Application of Markov decision processes to search problems

摘要

Many decision problems contain, in some form, a NP-hard combinatorial problem. Therefore decision support systems have to solve such combinatorial problems in a reasonable time. Many combinatorial problems can be solved by a search method. The search methods used in decision support systems have to be robust in the sense that they can handle a large variety of (user defined) constraints and that they allow user interaction, i.e. they allow a decision maker to control the search process manually. In this paper we show how Markov decision processes can be used to guide a random search process.
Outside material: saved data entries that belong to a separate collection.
PR #1115, opened 2023-10-23
Run autoformatter to standardize JSON format

blkerby:
This runs the script created in PR #1114. This PR should not be merged until after PR #1114 is merged first. Also if any other PRs are merged before this one, then this PR should be redone (rerunning the script again) before being merged. In general this PR should probably be redone before merging, in order to create a cleaner history (since it has been updated after changes to the autoformatting script).

After this PR is merged, conflicts can be avoided with pending PRs, by having each pending PR merge PR #1114 into it and run the autoformatting independently.

### DIFF
--- a/.git-blame-ignore-revs
+++ b/.git-blame-ignore-revs
@@ -1,1 +1,2 @@
 9faa7c1d54e11f578188d9bd9fea645eb12505e7  # Run autoformatter
+08dbc21764e9e01c1f50bf93a94298fe735d4a09
--- a/.git-blame-ignore-revs
+++ b/.git-blame-ignore-revs
@@ -1,0 +1,1 @@
+9faa7c1d54e11f578188d9bd9fea645eb12505e7  # Run autoformatter
--- a/.gitignore
+++ b/.gitignore
@@ -1,6 +1,7 @@
 # Auto detect text files and perform LF normalization
 * text=auto
 .vscode/*
+scripts/.idea/*
 
 __pycache__
 *.pyc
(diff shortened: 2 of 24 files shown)


blkerby:
Listed the formatting commit in `.git-blame-ignore-revs`, so GitHub will ignore it in the "blame" view. I was hoping this would also prevent it from counting in GitHub Insights, so that people casually looking at the project stats wouldn't be misled into thinking I contributed more than I did; but it sounds like that functionality might not be supported yet. If this PR is accepted, I'd be happy if one of the primary logic maintainers (@kjbranch or @osse101) wanted to run the script and remake the PR, so that credit would go more to the right place

kjbranch:
I think this looks nice, and I'm ok with it. The main thing that's different that feels weird is that if a `requires` has a single value in it, it is always forced to a new line. But, maybe this is better anyway, as it makes adding another item to the requires easier - and a lot of strats may get very low-level tech added to them eventually (i.e. `canMidAirMorph`).

osse101 (commented):
Requires is pretty important.  It is probably better to always have it multiline, unless the list is empty.

Shinespark is fine single line to me.  You mostly want to know that there is a health cost occurring and the amount isn't super important, but is something you can look at.  Then excess cost is even less important.

enemyDamage seems better single line except that opens it up to some confusion like if there are multiple potential damaging enemies, or number of hits isn't 1, then you would want to see that information.  So multiline might be correct for that.

I like how enemyKill is done, more elements = more lines.

droprequires, betweenNodes, homeNodes and all that isn't important so can stay 1 line.

ammo looks better as 1 line even thought count matters.  type is usually clear from the strat.

cleared/clears obstacles looks nicer as 1 line.

So I don't see anything that I'd change.

blkerby:
Closing since @osse101 will create a new PR incorporating the latest merged changes

PR #1117, opened 2023-10-23
Update Cross-Room X-Ray Climbs

kjbranch:
This was prioritized because currently new and old x-ray climbs have different leniency factors.

I did get rid of some `canNavigateUnderwater` (not really affecting x-ray movement and wont matter at this difficulty) and `canHeatRun` (implied by the heat frames and wont matter at this difficulty).

### DIFF
--- a/region/maridia/inner-pink.json
+++ b/region/maridia/inner-pink.json
@@ -3670,26 +3670,6 @@
                   "notable": false,
                   "requires": [ "f_DefeatedDraygon" ]
                 }
-              ],
-              "bypassStrats": [
-                {
-                  "name": "Halfie Climb Room Xray Climb Grapple Clip",
-                  "notable": true,
-                  "entranceCondition": {
-                    "comeInWithDoorStuckSetup": {}
-                  },
-                  "requires": [
-                    "canXRayClimb",
-                    "canGrappleClip"
-                  ],
-                  "note": [
-                    "Perform an Xray Climb until you are just above the door into Cacatac Alley.",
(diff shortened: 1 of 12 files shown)


region/maridia/inner-pink.json
```diff
@@ -3717,21 +3675,12 @@
                 {
                   "name": "Halfie Climb Room Xray Climb Grapple Clip",
                   "notable": true,
+                  "entranceCondition": {
+                    "comeInWithDoorStuckSetup": {}
```
osse101, line 3679: There's probably an issue here, being on a node lock.
It should start on node 2 to clip into node1 door, however that should be written.

osse101 (approved):

region/maridia/inner-pink.json
blkerby: I was thinking we could add a `bypassesLock` boolean as a strat property, to be able to represent strats like this (and then deprecate the `bypassStrats` lock property). If that sounds like a good solution, that could be added now. Otherwise, I guess postpone for later and just leave the strat where it was, inside the `bypassStrats` in the lock.

osse101: It does fit the structure better if this strat were moved to links.  
Bypassing a door lock then makes the most sense as a strat property, yeah.  
IDK if there are other lock type bypasses, but you could just say it means bypassing door locks.  Like Draygon you can clip through the left side door with grapple and some other items, but grapple would let you do the fight too.

PR #1118, opened 2023-10-24
Revert "Update Cross-Room X-Ray Climbs (#1117)"

kjbranch:
This reverts commit 091d7fa6907cdbcb4026d1240b6a9536d9c36c3c.


kjbranch:
Reverting this because it created unusual and incorrect conflicts with #1110

PR #1119, opened 2023-10-24
Re-Open Update Cross-Room X-Ray Climbs

kjbranch:


blkerby:
For some reason, the results of auto-merging when trying to pull in upstream/master (with UN West changes) into the xroom-xray branch were super messed up, no idea what was happening really but it looked like a bug in the merge driver I'd guess. Happened when I ran it locally too. Was able to get it sorted out using VSCode 3-way merge tool.

PR #1122, opened 2023-10-24
Change room name of green brin main shaft

blkerby:
The slash in the name was going to create a problem when we split region files into room files. Also, this way the room name now matches the name in the Wiki (https://wiki.supermetroid.run/Green_Brinstar_Main_Shaft).

### DIFF
--- a/region/brinstar/green.json
+++ b/region/brinstar/green.json
@@ -3,7 +3,7 @@
   "rooms": [
     {
       "id": 44,
-      "name": "Green Brinstar Main Shaft / Etecoon Room",
+      "name": "Green Brinstar Main Shaft",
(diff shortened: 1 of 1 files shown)


kjbranch (approved):
Seems fine to me. 

I think it would be nice to eventually get all of our room names to match the wiki - either by changing things here or on the wiki.

blkerby:
I think the room names are almost all matching the wiki, but would be good to find if there are more exceptions. I checked Crateria  and the only one that wasn't exactly a match was "Lower Mushrooms": the Wiki redirects that to "Mushroom Kingdoom", though it's still named "Lower Mushrooms" in the "List of Rooms" page

PR #1123, opened 2023-10-25
Add scripts to split region files into room files with flattening

blkerby:
This PR adds a script to split all the region files apart into individual room files, while flattening the nested structure of `links/from/to/strats` into a flat list of `strats` per room, along with supporting changes to schemas and tests. 

To run the script locally, simply run `python split_region_files.py` from a working directory of `sm-json-data/scripts`.

Some things to note:
- Any notes and devNotes inside of `links` are not preserved.
- Git history does not connect the new room files with their source region files (I tried to find a way to do this but it doesn't seem possible to do in a practical way).
- This PR fails tests, since the tests are updated to target the new file/schema structure. The tests will pass after running the script.

The plan is that if this PR is accepted, then after being merged, a new PR can be created to commit the output of running the script. For other pending PRs that are not merged before that point, they can avoid conflicts by running the same script independently (similar to what we did for auto-formatting).


osse101 (commented):
Schema and tests seem to be correct.  But its also a lot of text :eyes:
I wasn't ready for the rooms array removal and links change, when of course it would be different 😸 

Script does split regions into room files, and passes tests.

blkerby:
> Schema and tests seem to be correct. But its also a lot of text 👀 I wasn't ready for the rooms array removal and links change, when off course it would be different 😸

Is it ok doing it like this, all these changes at once? Or would you prefer I go back and do it one step at a time?

tests/asserts/keywords.py
```diff
@@ -398,541 +346,441 @@ def process_strats(src, paramData):
...
-                            "fullarea": fullarea,
-                            "links": {
+                room = roomJSON
+                roomName = room["name"]
+                area = room["area"]
+                subarea = room["subarea"]
+                subsubarea = room["subsubarea"] if "subsubarea" in room else ""
+                showArea = False
+                fullarea = f"{area}/{subarea}" + ((subsubarea != "") and f"/{subsubarea}" or "") + f"/{roomName}"
+                print(fullarea)
```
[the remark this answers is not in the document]
blkerby: Makes sense, removed this print now.

tests/asserts/validate.py
```diff
@@ -197,65 +197,69 @@
...
-                            errorLine.replace("\n",""),
-                            ("-" * (errorCol - 3)) + "^"
-                        ])
-                        bail = True
+            if os.path.isdir(os.path.join(".", "region", region, subregion)):
+                if "roomDiagrams" not in subregion:
+                    for roomFileName in os.listdir(os.path.join(".", "region", region, subregion)):
+                        if ".json" in roomFileName:
+                            roomName = roomFileName.replace(".json", "")
+                            print("   " + roomName)
```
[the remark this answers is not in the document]
blkerby: Went back to only printing subregion now.

osse101:
Its alright.  

I looked at the individual commits, since you reminded me I can look at the changes in steps, and that helped a little to focus on the real changes, but gave a pretty poor diff overall.

schema/m3-room.schema.json
```diff
@@ -0,0 +1,1922 @@
...
+          "title": "Steep Down Tiles",
+          "description": "Number of tiles in the runway that steeply slope (one vertical tile) downwards"
+        }
+      }
+    },
+    "strat": {
+      "$id": "#/definitions/strat",
+      "type": "object",
+      "required": [
+        "name",
```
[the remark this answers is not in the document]
blkerby: Had to revert this: we can't make "from" and "to" required in the schema yet, since there are strats inside runways (etc.) that don't have them. After the cross-room strat migration is complete, we could add this to make those fields required.

In the meantime, I added checks in the keywords test now to give a nice error if "from" or "to" is missing for strats in the room "strats" array (previously the test would have just crashed if one of these were missing).

blkerby:
> Its alright.
> 
> I looked at the individual commits, since you reminded me I can look at the changes in steps, and that helped a little to focus on the real changes, but gave a pretty poor diff overall.

Yeah as you saw I tried renaming the region file as a separate commit, to make the diff show up for the changes, but for some reason the diff on GitHub looks terrible. I found that pasting the two files into Sublime Text gives nice diff results (and VSCode does too).

blkerby:
I noticed that the schema validation slowed down significantly after splitting the region files into room files. Looking into this a bit, found that it's because `jsonschema.validate` validates the schema itself on each call, in addition to the JSON instance being validated. So by making more calls to `validate` the overhead of validating the schema itself was starting to dominate. Pushed a commit to resolve the problem by constructing the validator just once (which validates the schema) and then calling it on each instance. This was based on a suggestion in the docs (https://python-jsonschema.readthedocs.io/en/stable/api/#module-jsonschema):

> If you know you have a valid schema already, especially if you intend to validate multiple instances with the same schema, you likely would prefer using the [jsonschema.protocols.Validator.validate](https://python-jsonschema.readthedocs.io/en/stable/api/jsonschema/protocols/#jsonschema.protocols.Validator.validate) method directly on a specific validator

osse101:
The validator change makes it much faster, faster than it was before this PR by a little bit.

kjbranch:
I haven't looked through the schema in detail, but I think the result output looks really nice.

Are the notes on the links the only information lost from this migration? I think that is not a big deal to lose, because it is mostly just describing that some links are bypassing junctions and shouldnt be used otherwise. (i.e. `This link is only used for Shinesparks and G-Mode, all other strats should go 1->2->3.`) 
- To remedy this, it may be worth defining how to choose the to/from node on a strat in the schema somewhere, but it might be tricky to describe.
- If no information is lost, I would say lets go for it and if we decide there's something we would like structured a bit differently, it will be easy to alter it again. 
  - One thing that does come to mind is if it might make sense to make the to/from node be better as an array of some sort, i.e. `"path": [1, 2]`, as it may be easier to search. Alternatively, is the schema able to force that the strats are ordered numerically by `from` then by `to`?

blkerby:
If it would be useful to keep the note/devNotes from the links, I could make a spot to retain it in the schema, probably by just keeping the old "links" schema but with the "strats" body removed. Then it could be removed over time, checking that important info (if any) in the notes has been taken into account elsewhere.

An array property like `path` instead of `from` and `to` could work. I'd suggest the name `link`, as in `"link": [1, 2]`. This name could have an advantage in that it's more clear that it describes a pair of nodes. With `path` it could sound like more or less than two nodes could be provided, which I don't think we'd want to support. Either way we could add a schema validation to require that the array has exactly two elements. Having the `from` and `to` together like this seems appealing from the standpoint of making it easier to search, and also making the strats slightly more compact. I like it. Thoughts @osse101 ?

kjbranch:
Good call. I would definitely want it to have exactly 2 elements, otherwise it would be a huge pain to search for.

osse101:
I like the links array, looks better.  A 3 node link doesn't make sense since that would be equivalent to travelling directly to the last node.  Touching a middle node to unlock a door or collect an item but still continue on with the same strat could be neat.  But I don't know that we'd want to farm or CF mid strat if that were possible somewhere.

`Link: [1,1]` looks just as odd since you don't go anywhere.  But its understandable.  What I'm worried about right now is that the room diagrams aren't becoming more confusing.  Nested links can match up to the picture and is easy to see; flattened links stand out less which nodes are connected, but that also means the diagram can clarify the connections.  

There should be a handful of links->devnotes for strats which haven't been added yet.  And it would be a place to describe a group of strats who follow the same node link but definately hasn't been used much for that.

blkerby:
So one thing we could do is add tests to enforce that the list of strats remains sorted by `from` node and then `to` node. Then strats with the same `from` and `to` nodes would stay next to each other in the list.

It could make sense for the concept of "link" to stick around for the purpose of describing room diagram edges. I'm hoping that eventually we could get it to where these diagrams could be automatically generated. The main things we'd need is for each node to define a bounding box (or more generally, a polygon) and each link to define a curve connecting the two nodes (e.g. by a sequence of points which are to be smoothly interpolated). Links could have tags such as "G-Mode" to allow drawing them in a different color or being toggleable in a logic viewer. In this case there could be multiple links with the same from/to node but different tags. We would want a way to say that a strat is associated with a specific link (if more than one link with that from/to node exists). Given that we would no longer be stuffing the strats inside of the link, a "link" property inside the strat would be a natural way to make that association via a link `id`. The link `id` may only need to be unique among links with the same `from` & `to` nodes. This is all going beyond the scope of this PR, but seems worth thinking ahead about: it may mean that "link" isn't a great name for the from/to node array inside a strat, if we want to reserve the "link" property to be able to reference a specific link. We could try to encode the whole link identifier as a 3-element array with the third element being a link name to disambiguate links with the same from & to nodes, e.g.

```
"strats": [
  {
    "link": [1, 2, "gmode"],
    ...
  }
]
```

We would want that third array element to be optional in case there is a unique link between those nodes or if we want to implicitly use a default link; so that could get a little messy. An alternative is to keep the components as separate fields:

```
"strats": [
  {
    "from": 1,
    "to": 2,
    "link": "gmode",
    ...
  }
]
```

Or something in between, where just "from" and "to" stay combined into a single property, e.g. "fromTo" (or a better name if we can think of one).

kjbranch:
After talking with @blkerby, we're thinking we keep a `links` section which can house the notes, and they can automatically check that strats exist with the same `from/to` address (called `link`). If you add a strat with a `to/from` that isn't in the `links`, it will give an error, which is hopefully a useful reminder to edit the room diagram.

As for room diagrams, we're thinking it would be nice to use multiple colors to show different types of links that can exist between nodes. This could help users more easily see what types of strats are possible in a room. Eventually we can make all of this automated, so a player can toggle tech and links will be added/removed from the room diagrams so they can see what is in logic with their settings ... but we're a long way off that for now. In the mean time, I have updated a room diagram as an idea of how we can utilize multiple colors: 
- 1 line will exist between a pair of nodes, prioritizing the type closer to the top of the next list. If the two directions need to be different colors, it will instead exist as two arrows.
  - Red: spawn at
  - Yellow: normal strats
  - Blue: cross room
  - Purple: g-mode
room diagram update FishTank

osse101:
Using a links structure to describe and generate the room diagram connections sounds cool.  And coincidently works better with json files being one per room.

And adding more details to the map seems sensible, its not really important that they be kept clean.  I was wondering about the self linking strats too.  If farm spots should be listed, since the ones we use are arbitrary at this point.  Obstacle clearing strats is probably fine left as it is, just listing the obstacle.  G-Immobile could be marked.  CF nodes may be too numerous.

Prioritizing line colours depends on what the room diagram is being used for.  Its fine for showing which nodes can connect to others.  I was thinking coloured marks along the priorty colour line could keep more information, if we wanted.  And GMode links are still weird.

How do spawnAt and crossRoom strats interact?  3 and 4 are the door nodes, but spawnAt says to begin the room at 7 and 8.
8->5 has a comeInShinecharged as a crossroom strat.  And a walljump just before the transition, enter with charge beam stored, and unmorph just before transition, plus enter while damage boosting which hasn't been added.  So they are all crossroom strats but just the one has entranceConditions defined right now.

blkerby:
Is there anything else that needs to be addressed before this can be merged and executed? The way the PR now retains the `links` skeleton should help prevent accidentally forgetting to update the room diagram when adding a new link; and I assume that further enhancements to the room diagrams would be a separate issue?

osse101:
- The flattened array feels more uncomfortable since there are no big organizing structures anymore.
- Its not ideal for notes referencing strats to be in links instead of in strats
- Its like we are better set up to reference strats from other sections of the file now.  `reusableRoomwideNotable` is the only thing doing that now though.
- It feels a lot faster scrolling through strats.  Code review will definetely go faster.  
- I like the changes.  It all looks to work

schema/m3-room.schema.json
```diff
@@ -0,0 +1,1985 @@
...
+              "additionalProperties": false,
+              "properties": {
+                "speedBooster": {
+                  "$id": "#/definitions/strat/properties/entranceCondition/properties/comeInJumping/properties/speedBooster",
+                  "type": ["boolean", "string"],
+                  "title": "Speed Booster",
+                  "description": "Whether or not this run should be performed with Speed Booster.",
+                  "enum": [
+                    "any"
+                  ]
```
osse101, line 176: This enum is different from comeInRunning

schema/m3-room.schema.json
```diff
@@ -0,0 +1,1985 @@
...
+              "properties": {}
+            },
+            "comeInWithGMode": {
+              "$id": "#/definitions/strat/properties/entranceCondition/properties/comeInWithGMode",
+              "type": "object",
+              "title": "Come in With G-Mode",
+              "description": "Represents that Samus must have or obtain G-mode coming through this door.",
+              "required": [
+                "mode",
+                "morphed"
```
osse101, line 340: I don't think `morphed` should be required unless a majority of GMode strats use `morphed`.  And that may be the case.

schema/m3-room.schema.json
```diff
@@ -0,0 +1,1985 @@
...
+            "default": 0,
+            "examples": [
+              1
+            ]
+          },
+          "to": {
+            "$id": "#/properties/links/items/properties/to",
+            "type": [
+              "array",
+              "null"
```
osse101, line 1653:
```suggestion
              "array"
```

osse101: An empty array looks better and doesn't break tests.

And probably also means a clean links section would have a link entry for every node as a `from` value.  And a `to` array to be filled in with the in-room node connections..

osse101 (approved):

schema/m3-room.schema.json
blkerby: Yeah, it needs to be fixed. Maybe it can be done in a separate PR, to keep the history cleaner, since there's so much going on in this one. @kjbranch already found it needed to be fixed in #1128 so maybe it can be adapted there after this is merged

schema/m3-room.schema.json
blkerby: I think it's fine either way. If we change it to be not required, again maybe it can be done in a separate PR to keep the history cleaner?

schema/m3-room.schema.json
blkerby: Agree, the "null" option doesn't make sense. I can remove it in a separate PR after this is merged & executed, if that sounds ok?

PR #1130, opened 2023-11-02
A Couple Quick Changes to Oasis

kjbranch:
I was working on Oasis, when we realized that a `reusableRoomwideNotable` needed to be added to one of the strats, so it's a very small PR with a bit of the runway migration included


blkerby:
Looks good, thanks!

PR #1131, opened 2023-11-02
Cross Room Migration: West Sand Hall

kjbranch:


osse101 (dismissed):
You have to be going so slow to get half of a useful tile for `comeInShinecharging` without Gravity.  14 tiles with `canSlowShortCharge` if you want to put that in, or as a fixme.  Any faster and its more likely you slide into the sand.

PR #1133, opened 2023-11-03
Runway migration: a couple Green Brin rooms

blkerby:


region/brinstar/green/Brinstar Pre-Map Room.json
```diff
@@ -229,26 +201,79 @@
...
+        {"canShineCharge": {
+          "usedTiles": 14,
+          "openEnd": 1
+        }},
+        "canSpeedball"
       ],
-      "clearsObstacles": ["A"]
+      "clearsObstacles": ["A"],
+      "note": "Run on the upper platform to perform the speedball.",
+      "devNote": "FIXME: This length implies 3 unusable tiles, yet the docs say 5 for a slow speedball in general?"
```
osse101, line 232: Other slow speedballs are through door so there's a bit of weirdness.
But moreso, this is a harder shortcharge at 14 so a smaller short hop is expected.  `canSlowShortCharge` is targetted more at 16 tiles.  Really the tech doesn't need to be here because you jump as soon as you turn blue so it would be covered by doing a 14 shortcharge.

region/brinstar/green/Brinstar Pre-Map Room.json
```diff
@@ -229,26 +201,79 @@
...
+      "exitCondition": {
+        "leaveWithRunway": {
+          "length": 15,
+          "openEnd": 0
+        }
+      }
+    },
+    {
+      "link": [2, 2],
+      "name": "Leave Shinecharged",
```
osse101, line 263: [2,1] is able to leave shinecharged using the same runway.  60-65 frames remaining.
Strange how that would be the only reason to have `A` and there is no strat which uses it.

region/brinstar/green/Brinstar Pre-Map Room.json
blkerby: Makes sense. Sounds like at some point there could be an opportunity to refine the requirements for other speedballs, to reflect that with a good enough shortcharge it can be doable with fewer than 5 tiles. The fact that going through a door transition can make a shortcharge harder is another thing we aren't modeling in general but maybe we could; not sure exactly what that would look like. Also shortcharges requiring heat damage -- maybe it could be useful to include a leniency multiplier (or require heatProof) to represent the need for many tries, for shortcharges close the minimum length for the selected difficulty, similar to what we are doing for other tricks like gate glitches and X-ray climb setups. On the other hand, there are some cases where shortcharges are not retriable, e.g. shinecharging out the top left door of Crocomire Escape with the gate open, so this could get tricky.

region/brinstar/green/Brinstar Pre-Map Room.json
blkerby: Added a 2->1 leaveShinecharged strat now. I'm guessing the "A" obstacle was mainly for the scenario where you go to the other side to kill the enemies to unlock the gray door, then go back. This can also be useful with ammo doors like in Map Rando (though right now the randomizer is not very smart in how it handles doors -- doesn't remember they're unlocked, but we'll fix that eventually).

region/brinstar/green/Brinstar Pre-Map Room.json
osse101: `canShortHopMockball` is a tech that is hard to define so it is assumed that you can do shorter hops as difficulty rises.

Missing a shortcharge is related to how close it is to your selected runway length.  So it would take many tries at every level if you are going for the shortest shortcharge in logic.  And adding a few tiles makes it much easier to get every time.  

One shot tricks are expected at extreme, VeryHard-Expert would opt-in to them with notables.  Hard we're trying to avoid them for race settings.  But its still very frustrating below expert.  And any skill level can blow the shinespark even if they hit the shortcharge.  Looping around to try again adding some more costs.  But its mostly on the randomizer to keep the situation from feeling too bad.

We first formulate search problems as a special class of Markov decision processes such that the search space of a search problem is the state space of the Markov decision process. In general it is not possible to compute an optimal control procedure for these Markov decision processes in a reasonable time. We therefore, define several simplifications of the original problem that have much smaller state spaces. For these simplifications, decompositions and abstractions, we find optimal strategies and use the exact solutions of these simplified problems to guide a randomized search process. The search process selects states for further search at random with probabilities based on the optimal strategies of the simplified problems. This randomization is a substitute for explicit backtracking and avoids problems with local extrema. These randomized search procedures are repeated as long as we have time to solve the problem. The best solution of those generated during that time is accepted. We illustrate the approach with two examples: the N-puzzle and a job shop scheduling problem.